他其实很怀念她对他肆无忌惮,不隐瞒任何事的时候,不像她现在,只会抗拒他。

“你做什么?”宋婉冷冷道,忽视掉足腕上传来的细密的痒意。

“这么脏怎么穿鞋?”他的语气温和平静,眸光清明。

只是简单的想为她擦干净,光风霁月,并无男女之欲,没有让宋婉生出被冒犯的羞恼来。

似乎是自然而然就该为她做的事。

他神情严谨,光影映射下,英俊的面容仿佛会生出光辉来。

一下下细细擦拭,动作温柔,且不容抗拒,透着隐隐的掌控欲。

因为控制力道,他手臂上那条细细的伤口有崩裂开的趋势,渗出细密的红线来。

沈行的手修长,极为好看,也很有力,这种力量不是莽夫的蛮力,而是能够精准控制挑开人咽喉的力量感。

宋婉能感觉到他的指腹缓慢,微颤。

她脸上微热,想推开他,又不想与他更多的接触。

他穿着的里衣薄坠,隐隐透出肌肉线条来,那躯体似乎散发着难以抵抗的热意和吸引力。

这种难受的、燥热的感觉非常煎熬,要将她淹没、窒息。

她羞耻的发现,她既想躲开,又好像浑身被定住,动弹不得。

沈行低垂着眉眼,眼眸深邃,薄唇抿着一抹淡笑,很认真的为她擦干净,而后穿上罗袜。

那双绣着白梅的绣鞋,在布满灰尘的地上显得那么皎洁。

她的鞋旁边是他的。

对比起来又窄又小巧。

沈行看了一会儿,为她穿上了鞋。

宋婉立即用裙摆遮住,站起身来僵硬道:“可以了,谢谢。”

“你的脸很红。”他仍保持着为她擦拭的姿势未动,声音平和低沉,“为什么?”

“给除了夫君之外的男子看见了脚,任谁都该脸红。”宋婉看着他,淡笑道,“殿下也觉得热么?那该开门让我出去。”
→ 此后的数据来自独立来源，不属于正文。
PR #568, opened 2026-07-06
feat(MC): add first-class CFI expression instruction support

johnwbyrd:
## Summary

Add `OpDefCfaExpression`, `OpExpression`, and `OpValExpression` variants to
`MCCFIInstruction` for targets that require DWARF expressions in CFI
directives.

## Background

DWARF CFI supports three expression-based opcodes:

- `DW_CFA_def_cfa_expression` — define CFA via a DWARF expression
- `DW_CFA_expression` — express a register's location as an expression
- `DW_CFA_val_expression` — express a register's value as an expression

LLVM's `MCCFIInstruction` had no first-class representation for these,
forcing targets to emit raw `.cfi_escape` byte sequences. Targets with
dual-stack or otherwise non-constant call frames need real expressions to
describe the return address, and `.cfi_escape` loses type information and
cannot be validated.

## Changes

- **`MCDwarf`** — three new `OpKind` values and constructor helpers
- **`AsmPrinterDwarf`** — emit the new instructions via the assembler streamer
- **`CFIInstrInserter`** — treat expressions as opaque for the RA-analysis passes it runs
- **`MIRParser`/`MIParser`** — parse and print the three new CFI forms in MIR
- **`DWARFCFIChecker`** — emit a diagnostic when expression forms appear in verified CFI (checker doesn't interpret expressions)

## Test plan

- [ ] Existing MC/MIR tests pass (`ninja check-llvm-unit check-llvm-mc`)
- [ ] MIR round-trip test for each new opcode

## Motivation

Prerequisite for CFI on architectures whose call frame cannot be described
with the constant-offset opcodes. MOS uses this for its dual-stack layout,
but the mechanism is generic — expression forms are already part of the
DWARF spec and any target with non-standard frames can use them.


mysterymath:
Similarly to the previous commit, this adds a lot of mechanism; the stated purposes it to support MOS's dual-stack layout. What about that is overly-cumbersome or impossible to represent using the constructs that already exist in the AsmPrinter/MC layer? Are we certain that none of the other targets deal with similar constraints? If they do, what do they do here?

johnwbyrd:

宋婉特地将“夫君”两个字咬得很重,果然沈行的脸色沉了下去。

“婉婉。”他站起身来,高大的身影笼罩了她,声音低了下来,“我不会信你与他有情。”

她最擅长骗人,她的虚情假意别人分不清,只有他能分清,因为他见过她最真实的样子。

她就是个可恨又惹人怜爱的小骗子。

现在这个心狠的小骗子坐在马车一角,离他最远的地方,一张小嘴煞有介事地扯着耳坠和她刚才去了哪里的谎言。

沈行靠在马车壁上,唇角微微勾起,阖上了双眼。

宋婉用余光瞥了眼沈行,方才他也是如此,脸上带着莫名的笑意。